Book Review: Daddy’s
Lindsay Hunter's debut collection is a tackle box full of strange objects and gothic tales.
By Laura Pearson
Published: November 23rd, 2010 | 9:55am
Lindsay Hunter's debut story collection, Daddy's, is packaged as a bait box. Open the lid, and her visceral stories lure you in: slimy, translucent, like nightcrawlers wriggling on hooks. They’re southern gothic tales situated in greasy kitchens, malls, seedy motels, and pancakes houses (among other places). They deal with with sex, violence, dysfunctional families, and spray cheese (among other things). The black-and-white photos scattered throughout the book reveal the contents of daddy’s tackle box, each tray containing some weird object: chewed gum, arrowheads, a frog, a whoopee cushion, an empty can of tuna, an Old Maid playing card. Besides complementing the text, these pictures give the book a “cabinet of curiosities” feel. As you “lift” the trays (turn the pages), you wonder what else lurks beneath.
Hunter’s specialty is flash fiction (she co-founded the Chicago-based reading series Quickies!, where each participant is allowed to read up to four minutes, max), and it’s a powerful form of storytelling in our age of shortened attention spans. In Daddy’s, she condenses epic tales—rising action, climax, denouement—onto a few pages. Then there’s her detached, matter-of-fact tone juxtaposed with her often brutal and brutally awkward subject matter (car accidents, dissatisfying sex, junk food binges), which adds an extra layer of creepiness.
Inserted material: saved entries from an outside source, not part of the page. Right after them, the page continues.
Issue #399, opened 2022-05-03
Use openAPI generated client in frontend


xoscar:

xoscar:
By reviewing https://redux-toolkit.js.org/rtk-query/usage/code-generation and trying to include it into the repo I found out it is not that helpful as we still need to do some manual changes to support some of the parsing and tag invalidations.

I'm going to look at a way to introduce autogenerated types tho.

xoscar:
Findings:
1. The main package https://github.com/OpenAPITools/openapi-generator doesn't have a tool to only generate only types, it only supports creating the whole client. 
2. As we are using redux toolkit and RTK query any of the clients supported match what we need.
3. I tried using other tools like https://github.com/drwpow/openapi-typescript but the issue is that the rest of the packages like this only support openapi specs to openappi specs and we are mixing openapi specs and swagger specs 😢  this doesn't allow the proper types to be generated.
4. The trace.yaml swagger file is autogenerated which makes it not viable to be manually updated or changed to openapi.

Conclusion:
After spending some time on this I think it is better to keep continue with the current setup we have and then in the future come back to this issue as it might only slow us down with not much benefit atm. I think the OpenAPI generators are still quite green and not ready for our use case.

PR #408, opened 2022-05-03
399 using types from the open api specs

xoscar:
This PR uses the Open API specs as a base to generate all of the base types within the web application.

## Changes

- Deleted a bunch of constants that are now replaced by generated types.
- Adding extra checks for optional parameters.

## Fixes

- https://github.com/kubeshop/tracetest/issues/399
- The Open API specs really got behind and I had to fix some of them.

## Checklist

- [x] tested locally
- [x] added new dependencies
- [x] updated the docs
- [ ] added a test


api/openapi.yaml
```diff
@@ -319,6 +319,10 @@ components:
   schemas:
     Test:
       type: object
+      required:
```
schoren, line 322: Why are you using required here? I tried to do this in the backend, and the validation is stupidly strict, like a bool `false` is parsed as `empty` and fails the validation in the backend. I would leave this as it was, unless there is a blocking need for it

api/openapi.yaml
```diff
@@ -446,30 +481,56 @@ components:
...
+              intValue,
+              boolValue,
+              doubleValue,
+              kvlistValue,
+            ]
         operator:
           type: string
           description: Example "EQUALS"
-          enum: [EQUALS, LESSTHAN, GREATERTHAN, NOTEQUALS]
+          enum: [EQUALS, NOTEQUALS, LESSTHAN, GREATERTHAN, GREATOREQUALS, LESSOREQUAL, CONTAINS]
```
schoren, line 533: NOTE: This is fine, but it will become obsolete once we move the assertion engine to the backend.

schoren (changes requested):

api/openapi.yaml
xoscar: Yep, I did this to match what we currently have in the FE

schoren:
the file `api/traces.yaml` is generated from the otel proto definitions, with the `make swagger` command. The backend relies heavily on that, so at this time it would take a lot of effor to rewrite that definition. I've pushed a commit reverting that file (as well as fixing a makefile error), so you can re work the `api/openapi.yaml` definitions in a way that is compatible with the backend.

Please, keep in mind when working with these openapi files, to always run `make swagger`, `make server-generate` and `make server-build` to keep everything in sync

xoscar:
Findings:
1. The main package https://github.com/OpenAPITools/openapi-generator doesn't have a tool to only generate only types, it only supports creating the whole client. 
2. As we are using redux toolkit and RTK query any of the clients supported match what we need.
3. I tried using other tools like https://github.com/drwpow/openapi-typescript but the issue is that the rest of the packages like this only support openapi specs to openappi specs and we are mixing openapi specs and swagger specs 😢  this doesn't allow the proper types to be generated.
4. The trace.yaml swagger file is autogenerated which makes it not viable to be manually updated or changed to openapi.

Conclusion:
After spending some time on this I think it is better to keep continue with the current setup we have and then in the future come back to this issue as it might only slow us down with not much benefit atm. I think the OpenAPI generators are still quite green and not ready for our use case.

PR #410, opened 2022-05-03
use selectors to filter spans in assertions

schoren:
This PR fixes the assertion engine selectors usage. It now can actually filter spans using the `selectors` package

## Checklist

- [ ] tested locally
- [ ] added new dependencies
- [ ] updated the docs
- [x] added a test


mathnogueira (approved):
Awesome!

PR #430, opened 2022-05-05
fix: analytics client

mathnogueira:
This PR fixes insecure TLS connection

## Changes

-

## Fixes

- Analytics names (google doesn't accept dashes in the event name)

## Checklist

- [x] tested locally
- [ ] added new dependencies
- [ ] updated the docs
- [ ] added a test

### DIFF
--- a/server/analytics/analytics.go
+++ b/server/analytics/analytics.go
@@ -2,7 +2,6 @@ package analytics
 
 import (
 	"bytes"
-	"crypto/tls"
 	"encoding/json"
 	"fmt"
 	"io/ioutil"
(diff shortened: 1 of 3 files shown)


xoscar (changes requested):
Hey @mathnogueira, I had a talk with Ken and he wanted us to use dashes instead of underscores for the analytics events, is that something that is causing issues?

xoscar (approved):

kdhamric:
I think we shifted to dashes instead of underscores in the event names being passed to GA so we could distinguish our events from GA automatic events.

PR #438, opened 2022-05-05
run go tests on PR

mathnogueira:
Now instead of relying on another piece of software to start the database (docker-compose, github action service, etc). When you run the tests, we use gnomock to start the postgres container for us. Each test runs using a different database running on the same postgres instance.

This also removes the `build and test` phase from PRs. This way we don't deploy our changes when they are in review, just when they get merged into main.

Last but not least important, this enforces all backend tests to pass before you can merge your PR.

## Changes

- tests start a postgres container automatically
- PR  checks if all backend tests before allowing it to be merged

## Fixes

- don't deploy code that is under review

## Checklist

- [x] tested locally
- [x] added new dependencies
- [ ] updated the docs
- [x] added a test


server/go.mod
```diff
@@ -5,20 +5,19 @@ go 1.13
 replace k8s.io/client-go => k8s.io/client-go v0.18.0
 
 require (
```
mathnogueira, line 7: I ran `go mod tidy`

.github/workflows/run-tests.yml
```diff
@@ -0,0 +1,26 @@
...
+    steps:
+      - name: Install Go
+        if: success()
+        uses: actions/setup-go@v2
+        with:
+          go-version: ${{ matrix.go-version }}
+      - name: Checkout code
+        uses: actions/checkout@v2
+      - name: Run tests
+        run: cd server && go test ./...
```
schoren, line 26: Can we use the makefile rules here? `make server-test`. This way we can always have the commands used locally and in CI in sync

schoren (approved):
This is awesome. Great work!

PR #444, opened 2022-05-05
fix validation of result update

schoren:
This PR adds a validation in the backend so that the test result state can only be updated by the frontend if the state is `awaiting test results`. That is the only case where the FE should update the test state.

## Checklist

- [x] tested locally
- [ ] added new dependencies
- [ ] updated the docs
- [ ] added a test


mathnogueira (approved):
LGTM

PR #450, opened 2022-05-06
feat: run assertions on backend

mathnogueira:
This PR...

## Changes

-

## Fixes

-

## Checklist

- [ ] tested locally
- [ ] added new dependencies
- [ ] updated the docs
- [ ] added a test

### DIFF
--- a/server/traces/otel_converter.go
+++ b/server/traces/otel_converter.go
@@ -1,15 +1,14 @@
-package assertions
+package traces
 
 import (
 	"fmt"
 	"math"
 
 	"github.com/kubeshop/tracetest/openapi"
-	"github.com/kubeshop/tracetest/traces"
 	"go.opentelemetry.io/otel/trace"
 )
 
-func convertOTelTraceIntoTraceTree(trace openapi.ApiV3SpansResponseChunk) (traces.Trace, error) {
+func FromOtel(trace openapi.ApiV3SpansResponseChunk) (Trace, error) {
 	flattenSpans := make([]openapi.V1Span, 0)
 	for _, resource := range trace.ResourceSpans {
 		for _, librarySpans := range resource.InstrumentationLibrarySpans {
@@ -19,11 +18,11 @@ func convertOTelTraceIntoTraceTree(trace openapi.ApiV3SpansResponseChunk) (trace
 		}
 	}
 
-	spansMap := make(map[string]*traces.Span, 0)
+	spansMap := make(map[string]*Span, 0)
 	for _, span := range flattenSpans {
 		newSpan, err := convertOtelSpanIntoSpan(span)
 		if err != nil {
-			return traces.Trace{}, err
+			return Trace{}, err
 		}
 		spansMap[span.SpanId] = newSpan
 	}
@@ -31,8 +30,8 @@ func convertOTelTraceIntoTraceTree(trace openapi.ApiV3SpansResponseChunk) (trace
 	return createTrace(flattenSpans, spansMap), nil
 }
 
-func convertOtelSpanIntoSpan(span openapi.V1Span) (*traces.Span, error) {
-	attributes := make(traces.Attributes, 0)
+func convertOtelSpanIntoSpan(span openapi.V1Span) (*Span, error) {
+	attributes := make(Attributes, 0)
 	for _, attribute := range span.Attributes {
 		attributes[attribute.Key] = getAttributeValue(attribute.Value)
 	}
@@ -42,11 +41,11 @@ func convertOtelSpanIntoSpan(span openapi.V1Span) (*traces.Span, error) {
 		return nil, err
 	}
 
-	return &traces.Span{
+	return &Span{
 		ID:         spanID,
 		Name:       span.Name,
 		Parent:     nil,
-		Children:   make([]*traces.Span, 0),
+		Children:   make([]*Span, 0),
 		Attributes: attributes,
 	}, nil
 }
@@ -81,7 +80,7 @@ func createSpanID(id string) (trace.SpanID, error) {
 	return spanId, nil
 }
 
-func createTrace(spans []openapi.V1Span, spansMap map[string]*traces.Span) traces.Trace {
+func createTrace(spans []openapi.V1Span, spansMap map[string]*Span) Trace {
 	var rootSpanID string = ""
 	for _, span := range spans {
 		if span.ParentSpanId == "" {
@@ -97,7 +96,7 @@ func createTrace(spans []openapi.V1Span, spansMap map[string]*traces.Span) trace
 
 	rootSpan := spansMap[rootSpanID]
 
-	return traces.Trace{
+	return Trace{
 		RootSpan: *rootSpan,
 	}
 }
--- a/api/openapi.yaml
+++ b/api/openapi.yaml
@@ -358,6 +358,8 @@ components:
           type: array
           items:
             $ref: "#/components/schemas/SelectorItem"
+        selector:
+          type: string
         spanAssertions:
           type: array
           items:
--- a/server/assertions/assertion_converter.go
+++ b/server/assertions/assertion_converter.go
@@ -13,6 +13,7 @@ func convertAssertionsIntoTestDefinition(assertions []openapi.Assertion) TestDef
 		newAssertions := make([]Assertion, 0, len(assertions))
 		for _, spanAssertion := range assertion.SpanAssertions {
 			newAssertion := Assertion{
+				ID:         assertion.AssertionId,
 				Attribute:  spanAssertion.PropertyName,
 				Comparator: getComparator(spanAssertion.Operator),
 				Value:      spanAssertion.ComparisonValue,
--- a/server/assertions/assertion_converter.go
+++ b/server/assertions/assertion_converter.go
@@ -1,0 +1,42 @@
+package assertions
+
+import (
+	"github.com/kubeshop/tracetest/assertions/comparator"
+	"github.com/kubeshop/tracetest/openapi"
+)
+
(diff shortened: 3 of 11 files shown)


server/executor/runner.go
```diff
@@ -65,6 +68,10 @@ func (r persistentRunner) handleDBError(err error) {
 }
 
 func (r persistentRunner) Start(workers int) {
+	r.tp.OnPollComplete(func(result openapi.TestRunResult) {
```
xoscar, line 71: 🚀  This means that on every trace poll end we are going to `try` to run the assertions right? in case the assertion contains the `Selector` entry

server/executor/trace_poller.go
```diff
@@ -201,3 +206,10 @@ func (tp tracePoller) requeue(job tracePollReq) {
 		tp.enqueueJob(job)
 	}()
 }
+
+func (tp tracePoller) OnPollComplete(callback func(openapi.TestRunResult)) {
+	go func() {
```
xoscar, line 211: I guess this is some async programming going on here right?
1. On execution we create a new goroutine.
2. Within the goroutine we wait until the `result` is assigned by the `completePoolChannel` channel.
3. We run the callback with the assigned result value.

Is that right? 😬

server/executor/trace_poller.go
```diff
@@ -150,6 +153,8 @@ func (tp tracePoller) processJob(job tracePollReq) {
 		Type:    "result_update",
 		Content: res,
 	})
+
+	tp.completePoolChannel <- res
```
xoscar, line 157: res (on poll complete) -> completePoolChannel -> result -> callback(result), right?

server/traces/otel_converter.go
```diff
@@ -0,0 +1,102 @@
...
+	"math"
+
+	"github.com/kubeshop/tracetest/openapi"
+	"go.opentelemetry.io/otel/trace"
+)
+
+func FromOtel(trace openapi.ApiV3SpansResponseChunk) (Trace, error) {
+	flattenSpans := make([]openapi.V1Span, 0)
+	for _, resource := range trace.ResourceSpans {
+		for _, librarySpans := range resource.InstrumentationLibrarySpans {
```
xoscar, line 14: Remember that there are some attributes at the resource level as well. Things like `service.name` are there.

server/traces/otel_converter.go
```diff
@@ -0,0 +1,102 @@
...
+	}
+
+	if value.DoubleValue != 0.0 {
+		isFloatingPoint := math.Abs(value.DoubleValue-math.Abs(value.DoubleValue)) > 0.0
+		if isFloatingPoint {
+			return fmt.Sprintf("%f", value.DoubleValue)
+		}
+
+		return fmt.Sprintf("%.0f", value.DoubleValue)
+	}
```
xoscar, line 69: Remember to cover the `kvlistValue` and `arrayValue` 😬

server/traces/otel_converter.go
```diff
@@ -0,0 +1,102 @@
...
+	spanId, err := trace.SpanIDFromHex(id)
+	if err != nil {
+		return trace.SpanID{}, fmt.Errorf("could not convert spanID")
+	}
+
+	return spanId, nil
+}
+
+func createTrace(spans []openapi.V1Span, spansMap map[string]*Span) Trace {
+	var rootSpanID string = ""
```
xoscar, line 84: 🌳

xoscar (commented):
Awesome job @mathnogueira!. I left some comments and concerns, let me know what you think 😄

server/executor/assertion_converter.go
```diff
@@ -0,0 +1,44 @@
...
+			}
+
+			newAssertions = append(newAssertions, newAssertion)
+		}
+		testDefinition[assertions.SpanQuery(selector)] = newAssertions
+	}
+	return testDefinition
+}
+
+func getComparator(operatorName string) comparator.Comparator {
```
schoren, line 30: This should be done using a comparator registry. Like:
```
reg := comparators.DefaultRegistry() // this returns a new instance each time, so should be injected
reg.Get(">") // returns `comparator.Gt`
```

server/executor/assertion_runner.go
```diff
@@ -0,0 +1,153 @@
...
+	if err != nil {
+		return nil, err
+	}
+
+	// Temporary patch to disable the assertion engine if frontend request is not prepared yet (old selector format)
+	if e.shouldIgnoreTest(test) {
+		return &testResult, nil
+	}
+
+	testDefinition := convertAssertionsIntoTestDefinition(test.Assertions)
```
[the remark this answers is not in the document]
schoren: Yes, I think we should convert everything before it enters the queue. Is that possible?

server/executor/assertion_runner.go
```diff
@@ -0,0 +1,153 @@
...
+	return false
+}
+
+func (e *defaultAssertionRunner) setResults(result *openapi.TestRunResult, testResult assertions.TestResult) {
+	result.State = TestRunStateFinished
+	result.CompletedAt = time.Now()
+	assertionResultArray := make([]openapi.AssertionResult, 0)
+	allTestsPassed := true
+
+	for _, assertionExecutionResult := range testResult {
```
schoren, line 121: same here. we should work with the `assertions` entities, and leave the convertion to `openapi` for the controller.

server/executor/runner.go
schoren: I don't think of the runner as an orchestrator. The whole process is a chain of queues. I would move this dependency to the `tracePoller`, so when that queue determines the trace is `polled`, or ready to be asserted, it can just pass it to the assertion runner, much in the same way this queue sends the work to the next queue

schoren (changes requested):

server/executor/assertion_runner.go
mathnogueira: TBH, I'm not sure that would be possible to do here. This is being executed at the end of the assertion execution that happens on the worker side. The controller cannot be executed here.

server/executor/integration_test.go
```diff
@@ -24,25 +24,87 @@ func TestExecutorIntegration(t *testing.T) {
...
 
 	time.Sleep(1 * time.Second)
 
+	testCases := []struct {
+		Name string
+		Fn   func(*testing.T, *app.App, *test.DemoApp)
+	}{
+		{
+			Name: "Test with new selector should be asserted by assertion engine",
+			Fn:   happyPathWithNewSelector,
```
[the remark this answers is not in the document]
mathnogueira: I thought about that, but that would increase the complexity of the setup because I would have to ensure only one stack is being called when `setup()` is called twice, otherwise, this means we will have to start everything twice and that would add a 30s overhead on the tests.

server/traces/otel_converter.go
mathnogueira: Good call. I think only the span name is at the resource top level. I'm almost sure service.name is inside the `attributes` array.

server/traces/otel_converter.go
mathnogueira: Supporting those mean that we have to rethink a couple of things. I'll rather do that in a different PR

server/executor/assertion_converter.go
```diff
@@ -0,0 +1,57 @@
...
+
+			newAssertions = append(newAssertions, newAssertion)
+		}
+		testDefinition[assertions.SpanQuery(selector)] = newAssertions
+	}
+	return testDefinition, nil
+}
+
+func getComparator(operatorName string) (comparator.Comparator, error) {
+	operationName := "="
```
schoren, line 37: The idea was to remove the switch. If you need to use the words instead of the simbols, feel free to change the comparators to use that instead.

server/executor/assertion_runner.go
schoren: Yes, I wasn't sure if this was doable

server/executor/integration_test.go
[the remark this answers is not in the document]
schoren: In that case, I would use direct function call instead of a loop simulating a table test.

schoren (changes requested):

server/executor/assertion_converter.go
schoren: As discussed offline, it makes sense to keep this switch now to keep compatibility with both the current FE implementation and the newer selectors format. We'll remove this later when we better integrate the FE with the new selectors

server/executor/runner_test.go
```diff
@@ -126,6 +127,10 @@ func runnerSetup(t *testing.T) runnerFixture {
 
 	mtp := new(mockTracePoller)
 	mtp.t = t
+
+	mar := new(mockAssertionRunner)
```
schoren, line 131: this can be removed

server/executor/runner_test.go
```diff
@@ -259,11 +264,40 @@ type mockTracePoller struct {
...
+func (m *mockTracePoller) OnPollComplete(callback func(result openapi.TestRunResult)) {
+	m.Called(callback)
+}
+
 func (m *mockTracePoller) expectPoll(test openapi.Test) *mock.Call {
 	return m.
 		On("Poll", test.TestId)
 }
+
+func (m *mockTracePoller) expectOnPollComplete() *mock.Call {
```
schoren, line 282: This can be removed

server/executor/runner_test.go
```diff
@@ -259,11 +264,40 @@ type mockTracePoller struct {
...
+	return m.On("OnPollComplete", mock.Anything)
+}
+
+type mockAssertionRunner struct {
```
schoren, line 286: THis can be moved to `trace_poller_test.go`

schoren (approved):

In a story called “Out There,” a father ditches his young daughters in the desert, “a place where people come to burn cars, a place where abandoned dogs eat sand or each other," intending for them to find their own way home. It’s a strange rite-of-passage ritual and almost instantly the sisters get separated and lost. Here, as elsewhere, Hunter shows rather than tells. She describes everything, the dull glow of the moon and how one character can only curl up and concentrate on her shoes (because they’re “a fact" and “indisputable”) as the wild dogs close in.
In addition to her knack for condensing plot structure, Hunter understands economy of language. She selects words carefully in order to maintain the quickness and ferocity of each story. Thus, almost every sentence packs a wallop (ie: “He watched the news, the free movie, the scrambled-porn-channel oil painting.”). Some of the story titles aren’t so evocative (“We,” “Us,” “Let,” “Note") but given the potency of her super-short prose, that's really not an issue.
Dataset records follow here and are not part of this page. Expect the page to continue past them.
PR #457, opened 2022-05-09
💣  453 adding integration tests for the trace view

xoscar:
This PR adds unit tests for the trace view flow.

## Changes

- Adding `data-cy` tags for the trace view section.

## Fixes

- Re-adds the test results tab that was removed

## Checklist

- [x] tested locally
- [ ] added new dependencies
- [ ] updated the docs
- [x] added a test

### DIFF
--- a/web/cypress/integration/Trace/CreateAssertion.spec.ts
+++ b/web/cypress/integration/Trace/CreateAssertion.spec.ts
@@ -1,4 +1,4 @@
-import { createTest, deleteTest, testId } from "../utils/common";
+import {createTest, deleteTest, testId} from '../utils/common';
 
 describe('Create Assertion', () => {
   before(() => {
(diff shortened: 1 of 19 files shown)


web/cypress/integration/Trace/CreateAssertion.spec.ts
```diff
@@ -0,0 +1,91 @@
...
+  });
+
+  it('should create a basic assertion', () => {
+    cy.get(`[data-cy=test-url-${testId}]`).first().click();
+    cy.location('href').should('match', /\/test\/.*/i);
+
+    cy.get(`[data-cy^=test-run-result-]`).first().click();
+    cy.location('href').should('match', /resultId=.*/i);
+
+    cy.wait(5000);
```
mathnogueira, line 19: Can't you replace this with something like:

```js
cy.get('[data-cy=add-assertion-button]', { timeout: 10000 }).should('be.visible');
```

PS: I didn't test it, but I'm almost sure that would work.

web/cypress/integration/Trace/CreateAssertion.spec.ts
```diff
@@ -0,0 +1,89 @@
...
+    cy.location('href').should('match', /\/test\/.*/i);
+
+    cy.get(`[data-cy^=test-run-result-]`).first().click();
+    cy.location('href').should('match', /resultId=.*/i);
+
+    cy.get('[data-cy=add-assertion-button]').click();
+    cy.get('[data-cy=create-assertion-form]', {timeout: 10000}).should('be.visible');
+
+    cy.get('[data-cy=item-selector-tag] + [role=img]').first().click();
+    cy.get('[data-cy=affected-spans-count]').should('have.text', 'Affects 7 spans');
```
mathnogueira, line 23: I think we should not set the expected text as `Affected 7 spans` because that might make the test brittle. What if we change our demo and now we have 8 spans? That would break the FE test.

I think it would be better to have something like:

```js
cy.get('[data-cy=affected-spans-count]').should('match', /Affects \d+ spans/);
```

kdhamric (approved):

In one of the collection’s most stirring stories, “The Fence,” a lonely married woman derives specific pleasure from the jolt of an underground electric fence. She routinely ventures to the edge of her property, clutching her dog’s shock collar. When the jolt comes, it’s “a tiny knife, a precise pinch. Like fireworks.” Similarly, you may venture through the high-voltage stories of Daddy’s expecting a shock. What you may not expect is how much you’ll enjoy the experience.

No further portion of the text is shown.